Unnamed: 0,product_id,product_name,price,product_category
0,1,grass,60.57,decorative
1,2,hay,1.79,seed
2,3,corn,71.31,seed
3,4,soybean,96.63,decorative
4,5,wheat,81.56,seed
5,6,cabbage,67.27,implements
6,7,alfalfa,13.5,seed
7,8,peonies,91.5,seed
8,9,hibiscus,64.21,implements


In [68]:
num_orders = 1000
orders = [
    {
        'order_id': order_id,
        'cust_id' : random.choice(customers_df['cust_id'].tolist()),
        'product_id': random.choice(products_df['product_id'].tolist()),
        'order_date': fake.date()
    }
        for order_id in range(1, num_orders + 1)
]
print('rando ORDER list generated')

rando ORDER list generated


In [69]:
orders_df = pd.DataFrame(orders)
orders_df

Unnamed: 0,order_id,cust_id,product_id,order_date
0,1,208,9,1984-08-31
1,2,20,2,1982-04-14
2,3,409,4,2007-01-27
3,4,78,5,1982-03-04
4,5,94,4,2024-06-29
...,...,...,...,...
995,996,52,4,1977-05-28
996,997,449,5,2017-08-07
997,998,478,9,1995-05-06
998,999,118,4,1985-02-17


### Sanity Check

In [70]:
assert orders_df['cust_id'].isin(customers_df['cust_id']).all()
assert orders_df['product_id'].isin(products_df['product_id']).all()

### Maps tables to DB

In [71]:
from sqlalchemy import create_engine, text

engine = create_engine('postgresql://admin:admin@localhost:5433/postgres')
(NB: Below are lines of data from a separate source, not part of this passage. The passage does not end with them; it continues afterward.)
PR #627, opened 2021-11-11
Force escape downcasing for Azure SLO

alagos:
I followed the [Single Log Out](https://github.com/onelogin/ruby-saml#single-log-out) guide for my Azure AD integration and it worked all good until implementing that `idp_logout_request ` method where I received requests from Azure to log out a user. 
The requests come signed and trying to validate the signature it was failing, then I realised that the problem is that they are encoding the request parameters with downcase encoding characters (like using `%2f` instead of `%2F`) and they use the parameters downcased to generate the signature, therefore in validation time, when signed parameters are restored with `CGI.escape` they were different than the originals sent by Azure (all upcased).
To solve this problem, I added a `force_escape_downcasing` option for `OneLogin::RubySaml::SloLogoutrequest.new`, so all the signature verification is done with downcased encoded parameters.
I'm not sure where to add in the readme this option, specially because the SLO example I followed isn't verifying signed requests, but I'm open to suggestions.

### DIFF
--- a/README.md
+++ b/README.md
@@ -66,7 +66,7 @@ However, ruby-saml never enables this dangerous Nokogiri configuration;
 ruby-saml never enables DTDLOAD, and it never disables NONET.
 
 The OneLogin::RubySaml::IdpMetadataParser class does not validate in any way the URL
-that is introduced in order to be parsed. 
+that is introduced in order to be parsed.
 
 Usually the same administrator that handles the Service Provider also sets the URL to
 the IdP, which should be a trusted resource.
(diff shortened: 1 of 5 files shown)


pitbulk:
In php-saml we named this setting: [lowercaseUrlencoding](https://github.com/onelogin/php-saml/blob/master/advanced_settings_example.php#L121)

Can you:
- rename it and make it available at settings level instead be a options of the constructor?
- Apply it as well to [LogoutResponse](https://github.com/onelogin/ruby-saml/blob/master/lib/onelogin/ruby-saml/logoutresponse.rb) validations

alagos:
@pitbulk about your request:
> Rename it and make it available at settings level instead be a options of the constructor?

added as `settings.security[:lowercase_url_encoding]`, so done.

> Apply it as well to LogoutResponse validations

I guess you meant to change [the opposite method where the signature is unescaped](https://github.com/onelogin/ruby-saml/blob/master/lib/onelogin/ruby-saml/logoutresponse.rb#L218), right?
I don't think that will be really necessary, as `CGI.unescape` doesn't make any difference about the received string casing, so it will return always the same result:

```ruby
irb(main):008:0> CGI.unescape('%c3%a1sdf')
=> "ásdf"
irb(main):009:0> CGI.unescape('%C3%A1sdf')
=> "ásdf"
```

pitbulk (approved):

orders_table = """create table orders (
	order_id int generated always as identity primary key,
	cust_id int,
	order_date date,
	product_id int
);"""

with engine.connect() as conn :
    conn.execute(text(orders_table))
    conn.commit()

In [72]:
products_table = """create table products (
	product_id int generated always as identity primary key,
	product_name varchar,
	price float,
	product_cat varchar
);"""
with engine.connect() as conn :
    conn.execute(text(products_table))
    conn.commit()

In [73]:
customers_table = """create table customers (
	customer_id int generated always as identity primary key,
	name varchar,
	email varchar
);"""
with engine.connect() as conn:
    conn.execute(text(customers_table))
    conn.commit()

### Loads data to DB

In [74]:
# Customers Data
customers_df.to_sql('customers', engine, if_exists='replace', index=False)

500

In [75]:
# Orders Data
orders_df.to_sql('orders', engine, if_exists='replace', index=False)

1000

In [76]:
# Products Data
products_df.to_sql('products', engine, if_exists='replace', index=False)

9